Time series revisted (2)
Yesterday I wrote about the challenge of calculating YTD on a sparse dataset. Even in these days of low cost storage I can not justify the vast amount of additional storage required to persist a YDT figure for each sale of a product + customer pair for all available days; true we would only need YTD figures from the first sale of a pair, missing records implying a zero YTD value. Simplistically, we need a query of the form:
SELECT D.YTD_DATE, SUM(S.SALES_VALUE) YTD_SALES_VALUE FROM SALES_SUMMARY S, DATE_DIMENSION D WHERE S.SALES_DATE between D.FIRST_DATE_OF_YEAR and D.YTD_DATE GROUP BY D.YTD_DATEThe BETWEEN predicate could be replaced by an in list or we could replace the dimension table altogether with a pipelined function to generate the dates to be aggregated. But between is simpler to code and performs well. However this query is only applicable for total sales of "all products" to "all customers", adding extra dimensions increases the number of columns in the select and the group by. Adding the extra dimensions has two significant effects: it increases the amount of data that Oracle needs to manipulate in the query, and, because we are now referencing all of the dimensions at the lowest child levels, it inhibits query rewrite.
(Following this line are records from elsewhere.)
PR #382, opened 2022-02-11
chore: clean up config

henryiii:
I didn't realize .cfg files get interpolated, but they do (see https://github.com/twisted/twisted/blob/trunk/setup.cfg).

### DIFF
--- a/setup.cfg
+++ b/setup.cfg
@@ -51,30 +51,20 @@ package_dir =
 where = src
 
 [options.extras_require]
-all =
-    check-manifest>=0.42
-    pandas
-    pytest>=6
-    pytest-benchmark
-    tabulate
-dev =
-    check-manifest>=0.42
-    pandas
-    pytest>=6
-    pytest-benchmark
-    tabulate
 test =
     pandas
     pytest>=6
     pytest-benchmark
     pytest-cov
     tabulate
+dev =
+    check-manifest>=0.42
+    %(test)s
+all =
+    $(dev)s
 
 [options.package_data]
 * = *.csv, *.fwf, *.mcd, *.py.typed
-
-[bdist_wheel]
-universal = 1
 
 [tool:pytest]
 testpaths =


henryiii:
Hmm, going to have to think about setup-cfg-fmt here, it doesn't handle interpolation. I can just leave this one, but thinking about using it elsewhere too. Hmmm....

eduardo-rodrigues:
Hey @henryiii, I will get back to you on the various fronts in Particle early next week. I have to say I do not know what you mean by ".cfg files get interpolated".

setup.cfg
```diff
@@ -38,9 +38,13 @@ keywords =
 packages = find:
 install_requires =
     attrs>=19.2
-    deprecated
     hepunits>=2.0.0
+    check-manifest;extra == dev" or extra == "all"
     importlib-resources>=2.0;python_version<"3.9"
+    pytest>=6;extra == "test" or extra == dev" or extra == "all"
```
abravalheri, line 44: Maybe it is missing a `"` before `dev`? (In all items that seem to be the case)

abravalheri: (Although, it might still not work, because the way setuptools process this is... [complicated](https://github.com/pypa/setuptools/blob/19bfd4d13755011a027013a63a637f02bda0c0cd/setuptools/dist.py#L528)...)

henryiii: I think that was it, seems to be passing now!

henryiii:
I rebased it. This is more an experiment to see if this is valid for our other repos - which it is, but it's also kind of fighting setup-cfg-fmt. It would be a useful idea if we / when we move to PEP 621 config. I think I'm going to go a slightly different path, though, and instead remove the suggestion that we provide "dev" and "all" extras, and try to keep the extras as separate and non-overlapping, as it just simply is always going to be a fight with Python to make combined extras, and combined environments aren't really that useful (better to keep separate environments via nox or pre-commit).

abravalheri:
@henryiii we could write a PEP for that at some point in the future... The suggestion of the `{include = ...}` syntax in `pyproject.toml project.optional-dependencies` suggested in the discord is really good.

PR #900, opened 2026-04-30
fix(setup): Disable streaming before setup() returns (#652)

### LINKED ISSUE #652: Setup function leaves streaming on

ruck314:
## Summary

Closes #652.

`S.setup()` calls `S.set_stream_enable(1)` but never disables it before returning. Because the downstream G3 file writers consume the stream, data is written indefinitely until the user explicitly calls `set_stream_enable(0)` (or `stream_data_off()`). External configs and shell scripts have papered over this with a `disable_streaming=true` cfg flag that runs `S.set_stream_enable(0)` after `setup()` from outside pysmurf.

This PR keeps the existing `set_stream_enable(1)` (so any internal setup step that may implicitly rely on streaming being on still sees it on) and adds a matching `set_stream_enable(0)` immediately before `setup()` returns success. Streaming-during-setup is now symmetric: enabled across the configuration window, disabled on exit. The docstring is updated to describe the new behavior and to direct callers to `stream_data_on()` / `stream_data_off()` for data acquisition.

This is intentionally more conservative than [#693](https://github.com/slaclab/pysmurf/pull/693), which removed the enable line entirely and was closed over reviewer concern that some internal step might rely on streaming being on during setup.

## Out of scope

- Not removing the inline `set_stream_enable(1)` (the PR #693 approach).
- Not adding a new `setup()` parameter.
- Not modifying any cfg file or the external `disable_streaming` workaround machinery — those become redundant but can be cleaned up separately.
- No changes to `stream_data_on()` / `stream_data_off()`.
- No new tests (project has no unit-test coverage for `setup()` today; adding a test scaffold is a separate effort).

Reviewers: please flag any of the above you'd like folded into this PR rather than handled as follow-ups.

Another approach for YTD calculation is to calculate the sum of the individual dates' sales. This approach is especially viable in OLAP environments that have access to 'moving total' functions (I have used this approach with Oracle Sales Analyzer and that functionality is still available in Oracle OLAP). The downside of the 'sum of sums' method is that it can be hard to set-up in user query tools such as Business Objects, especially if you are using Oracle query rewrite to control summary usage.
For a recent customer demonstration I had to set up YTD functionality in Oracle BI suite EE. The underlying database exposed a single low level table for the sales summary and used query rewrite to select the best match summary for the query. At first, setting up YTD measures that still allowed query rewrite seemed too much of challenge. But in the end I implemented a very simple solution. I created a new physical table in the Siebel Administration tool as a select statement; this is functionally similar to a database view except it does not exist in the database! The definition joined my SALES data source and my date source and included all of the dimension keys in the select but only the time series key in the group by. This is then mapped into the logical layer as a further source to the sales fact table and new measure columns created for the YTD totals. These YTD measures are in turn is published to the presentation layer. This is surprising performant in the Answers tool, high level queries such as "what is my total sales value this year hit" suitable aggregates and when people drill down to how many video cameras were sold in Slough in the first 11 weeks of the year then the bitmap indexing reduces the result set size to manageable proportions.